Task objective >>
Please give again, word for word, the lines that lie between the start of the listing below and the line with "Oh my **god**", both included.

Data for processing >>

PR #2731, opened 2021-07-29
First draft of a method to auto-convert our datasets to TF datasets!

Rocketknight1:
Oh my **god** do not merge this yet, it's just a draft.

I've added a method (via a mixin) to the `arrow_dataset.Dataset` class that automatically converts our Dataset classes to TF Dataset classes ready for training. It hopefully has most of the features we want, including streaming from disk (no need to load the whole dataset in memory!), correct shuffling, variable-length batches to reduce compute, and correct support for unusual padding. It achieves that by calling the tokenizer `pad` method in the middle of a TF compute graph via a very hacky call to `tf.py_function`, which is heretical but seems to work.

A number of issues need to be resolved before it's ready to merge, though:

1) Is a MixIn the right way to do this? Do other classes besides `arrow_dataset.Dataset` need this method too?
2) Needs an argument to support constant-length batches for TPU training - this is easy to add and I'll do it soon.
3) Needs the user to supply the list of columns to drop from the arrow `Dataset`. Is there some automatic way to get the columns we want, or see which columns were added by the tokenizer?
4) Assumes the label column is always present and always called "label" - this is probably not great, but I'm not sure what the 'correct' thing to do here is.

### DIFF
--- a/src/datasets/arrow_dataset.py
+++ b/src/datasets/arrow_dataset.py
@@ -159,6 +159,51 @@ class DatasetInfoMixin:
         return self._info.version
 
 
+class TensorflowDatasetMixIn:
+    def __init__(self):
+        pass
+
+    def to_tf_dataset(self, tokenizer, cols_to_remove, batch_size, shuffle):
+        import tensorflow as tf
+        dataset_in = self.remove_columns(cols_to_remove)
+        tf_cols = [col for col in dataset_in.features]
+        label_index = tf_cols.index("label")
+        dtypes_out = []
+        for col in tf_cols:
+            try:
+                col_feature = dataset_in.features[col]
+                if hasattr(col_feature, 'feature'):
+                    col_feature = col_feature.feature
+                dtype_str = col_feature.dtype
+                dtypes_out.append(tf.as_dtype(dtype_str))
+            except TypeError:
+                raise TypeError(f"Couldn't convert column {col}, dtype {dtype_str} to TF Tensor!")
+
+        def indices_to_samples(indices):
+            batch = dataset_in.select(list(indices), keep_in_memory=True).to_dict()
+            batch = tokenizer.pad(batch)
+            output = []
+            for col in tf_cols:
+                output.append(batch[col])
+            return output
+
+        def graph_indices_to_samples(indices):
+            return tf.py_function(indices_to_samples, [indices], Tout=dtypes_out)
+
+        def reform_dict(*batch_list):
+            return ({col: batch_list[i] for i, col in enumerate(tf_cols)}, batch_list[label_index])
+
+        indices = tf.range(len(dataset_in))
+        tf_dataset = tf.data.Dataset.from_tensor_slices(indices)
+        if shuffle:
+            tf_dataset = tf_dataset.shuffle(buffer_size=len(tf_dataset))
+        tf_dataset = tf_dataset.batch(batch_size)
+        tf_dataset = tf_dataset.map(graph_indices_to_samples).map(reform_dict)
+        return tf_dataset
+
+
+
+
 class DatasetTransformationNotAllowedError(Exception):
     pass
 
@@ -232,7 +277,7 @@ def _check_table(table) -> Table:
         raise TypeError(f"Expected a pyarrow.Table or a datasets.table.Table object, but got {table}.")
 
 
-class Dataset(DatasetInfoMixin, IndexableMixin):
+class Dataset(DatasetInfoMixin, IndexableMixin, TensorflowDatasetMixIn):
     """A Dataset backed by an Arrow table."""
 
     def __init__(


src/datasets/arrow_dataset.py
```diff
@@ -159,6 +159,51 @@ def version(self):
...
+
+        def reform_dict(*batch_list):
+            return ({col: batch_list[i] for i, col in enumerate(tf_cols)}, batch_list[label_index])
+
+        indices = tf.range(len(dataset_in))
+        tf_dataset = tf.data.Dataset.from_tensor_slices(indices)
+        if shuffle:
+            tf_dataset = tf_dataset.shuffle(buffer_size=len(tf_dataset))
+        tf_dataset = tf_dataset.batch(batch_size)
+        tf_dataset = tf_dataset.map(graph_indices_to_samples).map(reform_dict)
```
sgugger, line 201: This looks super slick! Did you have a chance to try it on multi-GPU and TPU to check it all works okay?

src/datasets/arrow_dataset.py
```diff
@@ -159,6 +159,51 @@ def version(self):
...
+                if hasattr(col_feature, 'feature'):
+                    col_feature = col_feature.feature
+                dtype_str = col_feature.dtype
+                dtypes_out.append(tf.as_dtype(dtype_str))
+            except TypeError:
+                raise TypeError(f"Couldn't convert column {col}, dtype {dtype_str} to TF Tensor!")
+
+        def indices_to_samples(indices):
+            batch = dataset_in.select(list(indices), keep_in_memory=True).to_dict()
+            batch = tokenizer.pad(batch)
```
sgugger, line 184: Here I think a `data_collator` would be better in terms of generalization.

src/datasets/arrow_dataset.py
```diff
@@ -159,6 +159,51 @@ def version(self):
         return self._info.version
 
 
+class TensorflowDatasetMixIn:
+    def __init__(self):
+        pass
+
+    def to_tf_dataset(self, tokenizer, cols_to_remove, batch_size, shuffle):
```
sgugger, line 166: In terms of general design, I would like the tokenizer to be optional. In most cases this won't be necessary.
And in terms of optional argument, better than a tokenizer, we should just take an `data_collator` function that could just take the samples and form a batch from it. This way we can just use the same data collators as in PyTorch with a few tweaks to make tensorflow tensors at the end.

sgugger (commented):
This is very... PyTorchic XD 
I like the design, I just think it can be made more general by using a data_collator instead of a tokenizer. My only concern is how it will go in term of performance (since TF might not like the PyTorch-iness of it all) but since we're just grabbing tokenized texts and maybe padding, this shouldn't be too much of a problem.

For computer vision though, we should see if there is a way to make sure to use several processes to prepare the batches, or does the final `map` do that automatically? Knowing TF I doubt it but one can hope.

src/datasets/arrow_dataset.py
```diff
@@ -159,6 +159,51 @@ def version(self):
...
+        import tensorflow as tf
+        dataset_in = self.remove_columns(cols_to_remove)
+        tf_cols = [col for col in dataset_in.features]
+        label_index = tf_cols.index("label")
```
sgugger, line 170: We should probably have a `label_cols`  argument since it's not always `"label"` and there could be more than one. QA models use `"start_positions"` and `"end_positions"` for instance

src/datasets/arrow_dataset.py
Rocketknight1: Trying that out now, but any working `tf.data.Dataset` should work on all of them!

src/datasets/arrow_dataset.py
Rocketknight1: Done!

src/datasets/arrow_dataset.py
Rocketknight1: Resolved! We now take an optional collate_fn argument, and pad with zeroes if one isn't provided

src/datasets/arrow_dataset.py
Rocketknight1: Done! We support (potentially overlapping) lists of columns and label_cols now

src/datasets/arrow_dataset.py
Rocketknight1: Performance is way better than before - we can iterate through all of fashion-mnist in about 2-3 seconds on a single core, and it can prefetch data in parallel with model execution. I can go back and try to add in multiprocessing later for people with really big training setups, but performance should be good enough for almost all use cases now.

Rocketknight1:
This seems to be working reasonably well in testing, and performance is way better. `tf.py_function` has been dropped for an input generator, but I moved as much of the code as possible outside the generator to allow TF to compile it correctly. I also avoid `tf.RaggedTensor` at all costs, and do the shuffle in the dataset followed by accessing sequential chunks, instead of shuffling an index tensor. The combination of all of these gives us a more flexible data loader as well as a ~20X boost in performance compared to the first solution.

src/datasets/arrow_dataset.py
```diff
@@ -159,6 +159,131 @@ def version(self):
...
+        if label_cols is not None:
+            cols_to_retain = list(set(columns + label_cols))
+        else:
+            cols_to_retain = columns
+        for col in cols_to_retain:
+            if col not in self.features:
+                raise ValueError(f"Couldn't find column {col} in dataset!")
+        dataset = self.remove_columns([col for col in self.features if col not in cols_to_retain])
+        gen_signature = self._get_output_signature(dataset, batch_size)
+        num_batches = len(dataset) // batch_size  # Because we drop the remainder
```
sgugger, line 232: You should had a flag to enable/disable this: you never want to drop the remainder for evaluation, only training.

src/datasets/arrow_dataset.py
```diff
@@ -159,6 +159,131 @@ def version(self):
...
+            for i in range(0, len(epoch_dataset) - batch_size + 1, batch_size):
+                batch = epoch_dataset[i : i + batch_size]
+                if collate_fn is not None:
+                    batch = collate_fn(batch)
+                    batch = {key: np.array(val) for key, val in batch.items()}
+                yield batch
+
+        tf_dataset = tf.data.Dataset.from_generator(tf_generator, output_signature=gen_signature)
+
+        if pad_to > 0:
```
sgugger, line 254: If we include padding here, it would be nice to have the option to pad to max length of the batch, not a fixed number. And it also should deal with tensors that are too long and truncate them? Also why always pad on the last dimension and not another one?

This is all way too specific in my opinion, so I stand with just leaving a generic collate function, that can default to something that convert to tensors (and only work for things that are already of the same size), leaving any other use case up to the user.

sgugger (commented):
Looking good! Just a few more comments on the API.

src/datasets/arrow_dataset.py
Rocketknight1: One thing to note here is that when we fetch numpy/torch tensors from our datasets, they automatically pad with zeroes on the right up to the maximum size in the batch. So maybe the easiest thing to do is to just rely on that behaviour when the user doesn't supply a collate_fn, and leave out any pad arguments?

src/datasets/arrow_dataset.py
Rocketknight1: Will do!

src/datasets/arrow_dataset.py
sgugger: Oh? I have never seen that automatic padding in PyTorch, I get errors but maybe it's a recent thing.

Rocketknight1: Maybe it's just Numpy, but I swear I remember testing with torch outputs too!

src/datasets/arrow_dataset.py
Rocketknight1: Done!

src/datasets/arrow_dataset.py
Rocketknight1: Either way, padding is now removed outside of the user-specified `collate_fn`

src/datasets/arrow_dataset.py
```diff
@@ -159,6 +160,168 @@ def version(self):
...
+                # about the dimensions we're unsure of
+                shape = [batch_size] + [None for dim in tensor.shape.as_list()[1:]]
+            signatures[column] = tf.TensorSpec(shape=shape, dtype=tensor.dtype)
+        return signatures
+
+    def to_tf_dataset(
+        self,
+        columns,
+        batch_size,
+        shuffle,
```
lhoestq, line 221: Could they be optional parameters ?

lhoestq (commented):
I'm fine with this change to use tf tensors instead of ragged tensors, and it's nice to see that there is a fallback on ragged tensors anyway. I'm very impressed by the speed gains

This is indeed a breaking change, but I agree with you that in the end it's the only way to have a proper speed. It's also always better to get actual tensors rather than ragged tensors when possible.

The API looks fine to me :)

Maybe in the future people will be happy to have more control over the shuffling (setting the parameters to pass to `Dataset.shuffle`), but for now I think it's fine

src/datasets/arrow_dataset.py
Rocketknight1: I was thinking about that! It's unclear to me what the defaults should be for `columns` or `batch_size` though, and I really wanted `shuffle` to be a required parameter to ensure people were aware of it, and that they didn't accidentally shuffle or skip shuffling their data when they didn't mean to.

I could maybe set `batch_size` to something like 32 by default and leave the other two as required parameters?

lhoestq: Oh I see your point about shuffle.
And actually thinking more about it, it looks like we should require `batch_size` as well no ?

Maybe if columns is not specified then all of them are used ?

Rocketknight1: I was thinking about that, but usually our datasets have one or more string columns that we don't want, so the default of using all columns will probably not work most of the time. It'd be nice if we had some way to auto-detect relevant columns, but I can't think of how we'd do that, so I think the safest thing to do is to just ask them to specify.

Rocketknight1:
Hi @lhoestq, the tests have been modified and everything is passing. The Windows tests look to be failing for an unrelated reason, but other than that I'm ready to merge if you are!

lhoestq:
Hi @Rocketknight1 ! Feel free to merge `master` into this branch to fix and run the full CI :)

Rocketknight1:
@lhoestq rebased onto master and it looks good! I'm doing some testing with new notebook examples, but are you happy to merge if that looks good?

mariosasko (commented):
This feature seems super cool.

A few nits in terms of style:

src/datasets/arrow_dataset.py
```diff
@@ -159,6 +159,186 @@ def version(self):
...
+        drop_remainder=None,
+        collate_fn=None,
+        collate_fn_args=None,
+        label_cols=None,
+        prefetch=True,
+    ):
+        import tensorflow as tf
+
+        if collate_fn_args is None:
+            collate_fn_args = dict()
```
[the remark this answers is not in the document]
Rocketknight1: Done!

src/datasets/arrow_dataset.py
```diff
@@ -159,6 +159,186 @@ def version(self):
...
 
+class TensorflowDatasetMixIn:
+    def __init__(self):
+        pass
+
+    @staticmethod
+    def _get_output_signature(dataset, test_batch, batch_size):
+        import tensorflow as tf
+
+        signatures = dict()
```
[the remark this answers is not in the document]
Rocketknight1: Done!

src/datasets/arrow_dataset.py
```diff
@@ -159,6 +159,186 @@ def version(self):
...
+        columns,
+        batch_size,
+        shuffle,
+        drop_remainder=None,
+        collate_fn=None,
+        collate_fn_args=None,
+        label_cols=None,
+        prefetch=True,
+    ):
+        import tensorflow as tf
```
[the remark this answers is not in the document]
Rocketknight1: Added here and in the `_get_output_signature` method.

src/datasets/arrow_dataset.py
```diff
@@ -159,6 +159,198 @@ def version(self):
...
+                    array = np.array(batch[key])
+                    cast_dtype = np.int64 if np.issubdtype(array.dtype, np.integer) else np.float32
+                    array = array.astype(cast_dtype)
+                    out_batch.append(array)
+            else:
+                for key in cols_to_retain:
+                    array = batch[key]
+                    array = numpy_pad(array)
+                    cast_dtype = np.int64 if np.issubdtype(array.dtype, np.integer) else np.float32
+                    array = array.astype(cast_dtype)
```
lhoestq, line 304: Would this work for string types or nested types ?

lhoestq (commented):
Thanks for pushing this :)
Feel free to add docstrings + type hints + tests.
Let me know if I can help you with this

Also what do you think of adding it to the documentation as well ?

src/datasets/arrow_dataset.py
Rocketknight1: I've had some success with nested dtypes (in multiple choice datasets). This does fail on string types though - the `tf.data.Dataset` is intended to be passed straight to a model, so the assumption was that everything coming out of it would be convertable to a tf.Tensor. We could possibly make strings work in this context, though - but I'd need to think about a more generic approach to building the dataset and doing shape inference.

src/datasets/arrow_dataset.py
```diff
@@ -159,6 +159,198 @@ def version(self):
...
+        if "labels" in cols_to_retain and "labels" not in self.features and "label" in self.features:
+            cols_to_retain[cols_to_retain.index("labels")] = "label"
+        for col in cols_to_retain:
+            if col not in self.features:
+                raise ValueError(f"Couldn't find column {col} in dataset!")
+        if drop_remainder is None:
+            # We assume that if you're shuffling it's the train set, so we drop the remainder unless told not to
+            drop_remainder = shuffle
+        dataset = self.remove_columns([col for col in self.features if col not in cols_to_retain])
+        dataset.set_format("python")
```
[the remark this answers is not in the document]
Rocketknight1: Noted! I'll try to make it work in numpy format.

src/datasets/arrow_dataset.py
lhoestq: Ok ! Maybe we can mention this in the docstring ?

src/datasets/arrow_dataset.py
```diff
@@ -159,6 +159,252 @@ def version(self):
...
+        label_cols: Union[str, List[str]] = None,
+        dummy_labels: bool = True,
+        prefetch: bool = True,
+    ):
+        """Create a tf.data.Dataset from the underlying Dataset. This tf.data.Dataset will load and collate batches from
+        the Dataset, and is suitable for passing to methods like model.fit() or model.predict().
+
+        Args:
+            columns (:obj:`List[str]` or :obj:`str`): Dataset column(s) to load in the tf.data.Dataset. In general,
+            only columns that the model can use as input should be included here.
```
lhoestq, line 247:
```suggestion
            only columns that the model can use as input should be included here (numeric data only)
```

src/datasets/arrow_dataset.py
lhoestq: I just mentioned that numeric data only are expected in the docstring :)

lhoestq (commented):
Thanks a lot ! I think the PR is ready to be merged now :)

After that we may to update parts of the documentation:
- add the method to the list of documented Dataset method in `main_classes.rst`
- update the demo google colab
- update the tensorflow parts of the documentation

Are there other changes that you wanted to do before merging ?

Rocketknight1:
@lhoestq No, I'm happy to merge it as-is and add documentation afterwards!

lhoestq (approved):
Perfect then :)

Task response >>
PR #2731, opened 2021-07-29
First draft of a method to auto-convert our datasets to TF datasets!

Rocketknight1:
Oh my **god** do not merge this yet, it's just a draft.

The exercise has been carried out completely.